• **AIM OF THE EXERCISE**
From the listing below, tally the lines that include "unparseable". Return only the total.

• **DATA PROVIDED**

PR #2868, opened 2026-08-10
fix(offsite-opportunities): Populate youtube, reddit and top cited buckets using only one domain-urls request

amitruluimadalina:
**What**
Populate the youtube.com, reddit.com, and third-party "cited" buckets from a single
domain-urls request per audit run, instead of the previous per-hostname × per-engine fan-out
(and a two-hop cited-domains discovery walk for the third-party bucket).

**Why**
[LLMO-6844](https://jira.corp.adobe.com/browse/LLMO-6844) made hostname optional on
domain-urls (returns URLs across every source host instead of one) and
[LLMO-6818](https://jira.corp.adobe.com/browse/LLMO-6818) added platform=all (aggregates
citations across every AI engine server-side). Together they make the old fan-out
unnecessary — one request now returns a single citations-sorted page spanning every host and
engine, and the loader classifies each row client-side into a bucket. Request volume drops
from ~12–78 requests to exactly 1 per audit run.

**How**
- src/utils/offsite-brand-presence-semrush.js: loadCitedUrlsFromSemrush() now issues one
domain-urls request (no hostname, platform=all); classifyRow() buckets each row into
youtube.com / reddit.com (enforcing YOUTUBE_URL_REGEX / REDDIT_URL_REGEX for parity
with the legacy classify) or third-party "cited" (domain: null, filtered for
contentType: "Owned", TOP_CITED_EXCLUDED_DOMAINS, and isExcludedCitedHost).
- PAGE_SIZE is now a fixed constant (1000), matching domain-urls's server-side pageSize
clamp — not an env override, since there's no fan-out cost to a large page when it's one
request either way.
- Removed as dead code: the per-engine platform list/env override, the cited-domains
discovery hop, and the per-candidate-domain walk.
- Docs: ADR docs/decisions/002-offsite-cited-urls-semrush-source.md and spec
docs/specs/2026-08-05-offsite-cited-urls-semrush-source.md updated to describe the
single-request design.
- Testing: test/utils/offsite-brand-presence-semrush.test.js rewritten — 100% statement/branch/
function/line coverage on the loader, lint clean.

- [ ] If data sources for any opportunity has been updated/added, please update the [wiki (→ wiki.corp.adobe.com)](https://wiki.corp.adobe.com/display/AEMSites/Data+Sources+for+Opportunities) for same opportunity.
If data sources for any opportunity has been updated/added, please update the [wiki](https://wiki.corp.adobe.com/display/AEMSites/Data+Sources+for+Opportunities) for same opportunity.

Related Issues
[LLMO-6709](https://jira.corp.adobe.com/browse/LLMO-6709) · depends on [LLMO-6844](https://jira.corp.adobe.com/browse/LLMO-6844) and [LLMO-6818](https://jira.corp.adobe.com/browse/LLMO-6818) (spacecat-api-service)

Thanks for contributing!

## Change Management

```yaml
cm-assessment: v1
changeType: standard
impact: unnoticeable
risk: minor
changeApprovedBy: ["Andrei Paraschiv", "Dominique Jäggi", "TB ADBE"]
```

### DIFF
--- a/src/utils/offsite-brand-presence-semrush.js
+++ b/src/utils/offsite-brand-presence-semrush.js
@@ -95,9 +95,11 @@ export function buildDomainUrlsUrl({
 /**
  * Fetches the single `domain-urls` page (all hosts, all platforms).
  *
- * @returns {Promise<{ rows: object[], ok: boolean, authFailure: boolean }>} `ok` is false
- *   on network error / timeout / non-2xx / unparseable body. `authFailure` distinguishes a
- *   401/403 (auth issue) from other failures.
+ * @returns {Promise<{ rows: object[], ok: boolean, authFailure: boolean, truncated: boolean }>}
+ *   `ok` is false on network error / timeout / non-2xx / unparseable body. `authFailure`
+ *   distinguishes a 401/403 (auth issue) from other failures. `truncated` is true when a
+ *   full page came back (LLMO-6711 shadow-run parity signal — a starved run is visible on
+ *   `diagnostics` without grepping logs).
  */
 async function fetchDomainUrls(url, headers, log, siteId, pageSize) {
   const ctx = { siteId };
@@ -109,7 +111,9 @@ async function fetchDomainUrls(url, headers, log, siteId, pageSize) {
     log.error(`${LOG_PREFIX} Fetch failed for domain-urls: ${error.message}`, {
       ...ctx, error: error.message, durationMs: Date.now() - startedAt,
     });
-    return { rows: [], ok: false, authFailure: false };
+    return {
+      rows: [], ok: false, authFailure: false, truncated: false,
+    };
   }
 
   if (!response.ok) {
@@ -123,7 +127,9 @@ async function fetchDomainUrls(url, headers, log, siteId, pageSize) {
         ...ctx, status: response.status, durationMs: Date.now() - startedAt,
       });
     }
-    return { rows: [], ok: false, authFailure };
+    return {
+      rows: [], ok: false, authFailure, truncated: false,
+    };
   }
 
   let body;
@@ -133,21 +139,32 @@ async function fetchDomainUrls(url, headers, log, siteId, pageSize) {
     log.error(`${LOG_PREFIX} Could not parse domain-urls response: ${error.message}`, {
       ...ctx, error: error.message, durationMs: Date.now() - startedAt,
     });
-    return { rows: [], ok: false, authFailure: false };
+    return {
+      rows: [], ok: false, authFailure: false, truncated: false,
+    };
   }
 
   const raw = Array.isArray(body?.urls) ? body.urls : [];
-  if (raw.length >= pageSize) {
+  const truncated = raw.length >= pageSize;
+  if (truncated) {
     log.warn(`${LOG_PREFIX} domain-urls returned a full page (${raw.length} >= ${pageSize}); response may be truncated`, {
       ...ctx, rowCount: raw.length, pageSize,
     });
   }
-  return { rows: raw.slice(0, pageSize), ok: true, authFailure: false };
+  return {
+    rows: raw.slice(0, pageSize), ok: true, authFailure: false, truncated,
+  };
 }
 
 /**
  * Classifies one `domain-urls` row into a bucket, or drops it.
  *
+ * - Non-`http(s)` schemes (`mailto:`, `tel:`, `data:`, `javascript:`, `ftp:`, `ws:`, ...) are
+ *   dropped upfront via an explicit allowlist on the raw `row.url`, rather than relying on
+ *   `classifyAndNormalize` happening to produce an unparseable value for some of them
+ *   (opaque schemes serialize `origin` to the literal string `"null"`) — that's incidental
+ *   for opaque schemes and doesn't catch a scheme that reparses cleanly (`ftp:`, `ws:`) but
+ *   is never a real citation source.
  * - `youtube.com` / `reddit.com` — matched via `classifyAndNormalize`, then the strict
  *   format regexes (drops non-thread Reddit URLs and lookalike YouTube hosts).
  * - Everything else is the third-party "cited" bucket (`domain: null`), unless it's
@@ -157,7 +174,20 @@ async function fetchDomainUrls(url, headers, log, siteId, pageSize) {
  * @returns {{url: string, domain: string|null}|null} `null` when the row is dropped.
  */
 function classifyRow(row, siteHostname, brandTokens) {
-  const classified = row?.url ? classifyAndNormalize(row.url, siteHostname) : null;
+  if (!row?.url) {
+    return null;
+  }
+  let scheme;
+  try {
+    scheme = new URL(row.url).protocol;
+  } catch {
+    return null;
+  }
+  if (scheme !== 'http:' && scheme !== 'https:') {
+    return null;
+  }
+
+  const classified = classifyAndNormalize(row.url, siteHostname);
   if (!classified) {
     return null;
   }
@@ -167,17 +197,11 @@ function classifyRow(row, siteHostname, brandTokens) {
   if (classified.domain === 'reddit.com') {
     return REDDIT_URL_REGEX.test(row.url) ? { url: classified.url, domain: 'reddit.com' } : null;
   }
-  if (row?.contentType === 'Owned') {
+  if (row.contentType === 'Owned') {
     return null;
   }
-  let host;
-  try {
-    host = new URL(classified.url).hostname.toLowerCase().replace(/^www\./, '');
-  } catch {
-    // classified.url already passed through classifyAndNormalize's own URL parse, so this
-    // should be unreachable — defensive only, in case that contract ever changes.
-    return null;
-  }
+  // The allowlist above guarantees classified.url is always a reparseable http(s) URL here.
+  const host = new URL(classified.url).hostname.toLowerCase().replace(/^www\./, '');
   if (TOP_CITED_EXCLUDED_DOMAINS.some((d) => host === d || host.endsWith(`.${d}`))) {
     return null;
   }
@@ -213,8 +237,9 @@ function classifyRow(row, siteHostname, brandTokens) {
  * @param {object} [params.diagnostics] - Optional out-param, mutated in place. On a null
  *   return, set to `{ fallbackReason }` with a specific code (`no-organization-id`,
  *   `no-active-brand`, `brand-resolution-failed`, `no-date-window`, `ims-token-failed`,
- *   `domain-urls-auth-failed`, or `domain-urls-failed`). Left unset on a successful return —
- *   with a single request there's no per-engine degradation to report.
+ *   `domain-urls-auth-failed`, or `domain-urls-failed`). On a successful return, set to
+ *   `{ truncated }` — true when the response came back at `PAGE_SIZE`, so a bucket may be
+ *   starved (LLMO-6711 shadow-run parity signal).
  * @returns {Promise<Map<string, {count:number, domain:string|null}> | null>}
  */
 export async function loadCitedUrlsFromSemrush({
@@ -331,6 +356,7 @@ export async function loadCitedUrlsFromSemrush({
     setDiagnostics({ fallbackReason: result.authFailure ? 'domain-urls-auth-failed' : 'domain-urls-failed' });
     return null;
   }
+  setDiagnostics({ truncated: result.truncated });
 
   const brandKeywords = site.getConfig?.()?.getBrandKeywords?.() || [];
   const brandTokens = computeBrandTokens(siteHostname, brandKeywords);
--- a/src/utils/offsite-brand-presence-semrush.js
+++ b/src/utils/offsite-brand-presence-semrush.js
@@ -15,11 +15,11 @@ import { tracingFetch as fetch } from '@adobe/spacecat-shared-utils';
 import { resolveBrandResultForSite } from './brand-resolver.js';
 import { getDateWindowForPreviousWeeks } from './offsite-brand-presence-postgrest.js';
 import { classifyAndNormalize } from './offsite-brand-presence-enrichment.js';
+import { computeBrandTokens, isExcludedCitedHost } from './offsite-audit-utils.js';
 import {
-  OFFSITE_DOMAINS,
+  TOP_CITED_EXCLUDED_DOMAINS,
   YOUTUBE_URL_REGEX,
   REDDIT_URL_REGEX,
-  SEMRUSH_PLATFORM_BY_PROVIDER,
 } from '../offsite-brand-presence/constants.js';
 
 const LOG_PREFIX = '[offsite-brand-presence][semrush]';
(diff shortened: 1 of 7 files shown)


MysticatBot (changes requested):
Hey @amitruluimadalina,

**Verdict: Request changes** - one stale JSDoc block references removed diagnostics fields that will mislead callers.
**Complexity: HIGH** - large diff (1344 lines across source + tests + docs).
_Changes: Replaces the per-hostname x per-engine fan-out (~12-78 requests) with a single `domain-urls` request per audit run, classifying rows client-side into youtube/reddit/cited buckets (4 files)._
Note: Recommend a human read before merge - this change amends an architectural decision record (`docs/decisions/002`). The bot review is a complement to, not a replacement for, a human read here.

## Must fix before merge
1. [Important] Stale JSDoc on `diagnostics` out-param references removed fields - `src/utils/offsite-brand-presence-semrush.js:206` (details inline)

<details>

- nit: ADR and spec status remain "Proposed" after implementation is complete - consider updating to "Accepted" once the auth path is validated and the flag is enabled - `docs/decisions/002-offsite-cited-urls-semrush-source.md:3`
- nit: Spec Related field still references only "PR #2847" but not this PR (2868) - `docs/specs/2026-08-05-offsite-cited-urls-semrush-source.md:7`
- suggestion: Consider a defensive `try/catch` around `new URL(classified.url)` in `classifyRow` (cited-bucket path) as belt-and-suspenders against future `classifyAndNormalize` refactors - `src/utils/offsite-brand-presence-semrush.js:173`
- suggestion: Log the dropped-row count at the end of the classification loop (e.g. `droppedCount: result.rows.length - allUrls.size`) to make it easier to diagnose classification issues during LLMO-6711 shadow-run parity validation - `src/utils/offsite-brand-presence-semrush.js:345`
</details>


---

<sub><b>Skill:</b> pr-review | <b>Model:</b> us.anthropic.claude-opus-4-6-v1[1m] | <b>Duration:</b> 3m 58s | <b>Cost:</b> $8.23 | <b>Commit:</b> <code>32ae5fd5cb4f4a3adf245834e67ac1d284cbc8bc</code><br>If this code review was useful, please react with 👍. Otherwise, react with 👎.</sub>

src/utils/offsite-brand-presence-semrush.js
```diff
@@ -110,111 +74,131 @@ async function getAuthorizationHeader(context) {
...
+  if (classified.domain === 'youtube.com') {
+    return YOUTUBE_URL_REGEX.test(row.url) ? { url: classified.url, domain: 'youtube.com' } : null;
+  }
+  if (classified.domain === 'reddit.com') {
+    return REDDIT_URL_REGEX.test(row.url) ? { url: classified.url, domain: 'reddit.com' } : null;
+  }
+  if (row?.contentType === 'Owned') {
+    return null;
+  }
+  let host;
```
tb-adbe: `new URL(classified.url)` here throws uncaught on opaque-scheme values (`mailto:`, `tel:`, `data:`, `javascript:`, etc.). `classifyAndNormalize`'s `domain: null` branch builds `${parsed.origin}${parsed.pathname}`, and `origin` serializes to the literal string "null" for these schemes, producing a non-reparseable string that throws here - verified directly against the current implementation. Neither this loop nor the handler's call site catches it, so a single non-HTTP row in the Semrush response turns the loader's designed `return null` -> legacy fallback into an unhandled exception that fails the audit instead of falling back. A prior automated review flagged this line as a hypothetical "belt-and-suspenders" suggestion; it is not hypothetical. Wrap this in a try/catch and drop the row (`return null`) on parse failure.

src/utils/offsite-brand-presence-semrush.js
```diff
@@ -333,144 +314,63 @@ export async function loadCitedUrlsFromSemrush({
...
-    }
-  }
-  for (const [hostname, entry] of byHost) {
-    // One summary line per hostname (not per-request) — enough to see partial engine
-    // degradation in Splunk without a log line per one of the ~12 concurrent requests.
-    log.info(`${LOG_PREFIX} ${hostname}: ${entry.okCount}/${entry.okCount + entry.failCount} engine requests succeeded`, {
-      siteId, hostname, okCount: entry.okCount, failCount: entry.failCount,
+  const result = await fetchDomainUrls(url, headers, log, siteId, PAGE_SIZE);
+  if (!result.ok) {
+    log.warn(`${LOG_PREFIX} domain-urls request failed; using legacy fallback`, {
```
tb-adbe, line 380: The `diagnostics` out-param contract changed here (only `fallbackReason` is set now; the loader no longer sets `engineFailureCount`/`degradedHosts`/`authFailureDetected` on success), but two things weren't updated to match: the JSDoc on this function still documents those removed fields plus a `surface-failed:<host>` reason that no longer exists (already flagged by a prior automated review, still unaddressed), and `handler.js` (same repo/branch, not touched by this diff) still reads all three fields - the reads are null-guarded so nothing crashes, but the auth-rejection WARN and the `semrushEngineFailureCount`/`semrushDegradedHosts` audit-result fields are now permanently dead code, and the handler test that stubs `engineFailureCount: 1` still passes even though it validates a state the real loader can never produce. Please correct the JSDoc and either remove the dead handler branches (+ their test) or make an explicit call to keep them as a no-op contract.

tb-adbe (commented):
Hey @amitruluimadalina,

## Strengths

• **RESPONSE TO THE TASK**
3